## What is needed
Everything from the top of the data below through the line with "There's something in" should be duplicated exactly, and nothing past it.

■ ■ ■ ■ ■ ■ ■

PR #4315, opened 2025-03-26
Remove "experimental" from the QUIC history field's comment string

ckreibich:
We're unlikely to fundamentally change (or remove) this field at this point, and some users wondered whether we might do so, given the labeling.


awelzel (approved):
There's something in the docs as well about it being experimental: https://docs.zeek.org/en/master/logs/quic.html#example

This makes me remember Robin suggesting to pull the docs directly into the repo to make these things easier.

Issue #4177, opened 2025-01-15
Support for custom event metadata


J-Gras:
In #2929 timestamps have been added to events. I would like to add and query further custom event metadata. The mechanism could build upon a new API in the Event class:
1) Adding custom metadata can be done via C++ hooks such as `HookQueueEvent` that have access to the event object. 
2) Querying metadata in C++ can be done for arbitrary event objects. In addition, a script-level API to query the metadata of the current event would be nice.

Furthermore, one could distinguish between "static" metadata, which usually remains unchanged during a Zeek run (e.g., node name), and "dynamic" metadata, which may be different for each event (e.g., sequence numbers). For static metadata we could have a script-level API to set default values as well.

MP-Corelight:
To summarize the status: it looks like @awelzel added support for item #1 in [Add new plugin hook for publishing of cluster events #4401](https://github.com/zeek/zeek/pull/4401), while we still need to add support for item #2.

We may need to discuss the specific implementations and details for this issue to make sure we've prioritizing the right work.

awelzel:
> We may need to discuss the specific implementations and details for this issue to make sure we've prioritizing the right work.

The proposal for this work has been created here and already discussed here:

https://github.com/zeek/zeek/discussions/4334

awelzel:
I'm going to close this. The docs PR is here: https://github.com/zeek/zeek-docs/pull/327

As of:

> Furthermore, one could distinguish between "static" metadata, which usually remains unchanged during a Zeek run (e.g., node name), and "dynamic" metadata, which may be different for each event (e.g., sequence numbers). For static metadata we could have a script-level API to set default values as well.

This can be done by a plugin defining static metadata either in the C++ layer, or combined with script level logic. This feature is for advanced users. My somewhat opinionated stance is that at this point we do not need an official/supported script-level API for static metadata on events. This functionality can be developed separately in a plugin. I would have no trouble merging the plugin's code if it's becoming popular though.

PR #4316, opened 2025-03-27
Event/EventMgr cleanup

awelzel:
This is a prep for #4177, but it's subtle enough I'm opening this separately.

Instead of copying event information onto the EventMgr, this PR proposes to store a pointer to the event instead. This changes semantics of some of the bifs if invoked outside of event draining, but I doubt this really matters.

@rsmmr - would you mind looking?

### DIFF
--- a/src/Event.cc
+++ b/src/Event.cc
@@ -2,16 +2,13 @@
 
 #include "zeek/Event.h"
 
-#include "zeek/zeek-config.h"
-
 #include "zeek/Desc.h"
-#include "zeek/Func.h"
-#include "zeek/NetVar.h"
 #include "zeek/Trigger.h"
 #include "zeek/Val.h"
 #include "zeek/iosource/Manager.h"
-#include "zeek/iosource/PktSrc.h"
 #include "zeek/plugin/Manager.h"
+
+#include "event.bif.netvar_h"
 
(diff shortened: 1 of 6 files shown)


src/Event.cc
```diff
@@ -132,16 +119,13 @@ void EventMgr::Drain() {
...
         tail = nullptr;
 
         while ( current ) {
             Event* next = current->NextEvent();
 
-            current_src = current->Source();
-            current_aid = current->Analyzer();
-            current_ts = current->Time();
             current->Dispatch();
             Unref(current);
```
rsmmr, line 130: Minor: I find this usage of the non-local `current` a bit hard to read/follow. Could instead leave the iteration variable as a local (say `Event *ev`), and then call `Dispatch(ev)` to do the dispatch and delete.

rsmmr (approved):
Looks good to me.

src/Event.cc
awelzel: Thanks - yes, I'll revert. I'll check on the ASAN failure, too :sweat:

awelzel: He, this is exactly where the ASAN bug was. Thanks!

J-Gras (approved):

PR #3526, opened 2024-01-04
Support QUIC v2

awelzel:
Integration of https://github.com/zeek/spicy-quic/pull/16

PR #4317, opened 2025-03-27
Add "U" to QUIC history docstrings and expand version string docs

ckreibich:
Looks like we overlooked documenting "U" in zeek/zeek#3526 — does that look right to you @awelzel?


scripts/base/protocols/quic/main.zeek
```diff
@@ -57,6 +58,7 @@ export {
 		## R       RETRY packet
 		## C       CONNECTION_CLOSE packet
 		## S       SSL Client/Server Hello
+		## U       Unfamiliar QUIC version
```
awelzel, line 61: Unhandled? :-)

awelzel (approved):

PR #4321, opened 2025-03-28
Use one-based index in warning message

bbannier:
This was surfacing a zero-based counter to users which was confusing.


bbannier:
> Unless you're up for adding some opt-in option to enable that, go 🚢

I'll merge this as is for now, we could expand the error message to include the values in a follow-up.

PR #4322, opened 2025-03-30
Topic/awelzel/fix canon name builtin plugins

awelzel:
A user reported attempting to build in the [zeek-perf-support](https://github.com/zeek/zeek-perf-support) plugin. After fixing an issue with the plugin's CMakeFile, there was a further issue in that the new `zeek_add_plugin()` CMake function doesn't play nice with builtin plugins.

Opening to see if the improved CI job works.

---

goes with https://github.com/zeek/cmake/pull/125

### DIFF
--- a/.cirrus.yml
+++ b/.cirrus.yml
@@ -768,24 +768,35 @@ zeekctl_debian11_task:
     upload_zeekctl_testing_artifacts:
       path: "auxil/zeekctl/testing/.tmp/**"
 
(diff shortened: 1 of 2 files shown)


ckreibich (approved):
Cool, yeah — let's do this.

I briefly wondered about `zeek-perf-support`, in case it could somehow verify whether Zeek itself is being built with frame pointers when the plugin gets built-in. But that's just a detail and we could adapt in the future.

PR #4325, opened 2025-03-31
Add comment annotation to disable copy redef value into docs

timwoj:
Replaces https://github.com/zeek/zeek/pull/4306

I opted for a leading annotation vs a trailing annotation because the trailing one was causing all sorts of parsing issues with existing redefs that had trialing comments. This annotation shouldn't be used very often (ever?) outside of these two cases anyways.


src/zeekygen/IdentifierInfo.cc
```diff
@@ -35,8 +35,17 @@ IdentifierInfo::~IdentifierInfo() {
 }
 
 void IdentifierInfo::AddRedef(const string& script, zeek::detail::InitClass ic, zeek::detail::ExprPtr init_expr,
-                              const vector<string>& comments) {
-    Redefinition* redef = new Redefinition(script, ic, std::move(init_expr), comments);
+                              vector<string> comments) {
+    bool omit_value = false;
+    for ( auto it = comments.begin(); it != comments.end(); ++it ) {
+        if ( it->find("@docs-omit-value") != std::string::npos ) {
+            it = comments.erase(it);
```
awelzel, line 42: Doesn't really matter due to the `break`, but the `++it` in the for head wouldn't work with `it = comments.erase(it)` as that would jump one element, maybe just remove the `it` assignment?

src/parse.y
```diff
@@ -296,8 +297,10 @@ static void build_global(ID* id, Type* t, InitClass ic, Expr* e, std::vector<Att
 
     add_global(id_ptr, std::move(t_ptr), ic, e_ptr, std::move(attrs_ptr), dt);
 
-    if ( dt == VAR_REDEF )
+    if ( dt == VAR_REDEF ) {
+        DBG_LOG(DBG_ZEEKYGEN, "redef of %s in %s", id->Name(), ::filename);
```
awelzel, line 301: Maybe move the logging into `Redef()` directly, so it's in `src/zeekygen` ?

src/zeekygen/IdentifierInfo.cc
```diff
@@ -35,8 +35,17 @@ IdentifierInfo::~IdentifierInfo() {
 }
 
 void IdentifierInfo::AddRedef(const string& script, zeek::detail::InitClass ic, zeek::detail::ExprPtr init_expr,
-                              const vector<string>& comments) {
-    Redefinition* redef = new Redefinition(script, ic, std::move(init_expr), comments);
+                              vector<string> comments) {
+    bool omit_value = false;
+    for ( auto it = comments.begin(); it != comments.end(); ++it ) {
+        if ( it->find("@docs-omit-value") != std::string::npos ) {
```
awelzel, line 41: I could see hardening this to `it->find(...) == 0` to force the keyword at beginning of a comment. My understanding is the whole line is dropped.

awelzel (approved):
:+1: 

Only thought is whether this could  apply more broadly rather than just `redef` (e.g. default initializers), but can do that when it comes up.

src/parse.y
timwoj: That was some left over debugging when I was tracing things. I removed it.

■ ■ ■ ■ ■ ■ ■

## Task result
PR #4315, opened 2025-03-26
Remove "experimental" from the QUIC history field's comment string

ckreibich:
We're unlikely to fundamentally change (or remove) this field at this point, and some users wondered whether we might do so, given the labeling.


awelzel (approved):
There's something in the docs as well about it being experimental: https://docs.zeek.org/en/master/logs/quic.html#example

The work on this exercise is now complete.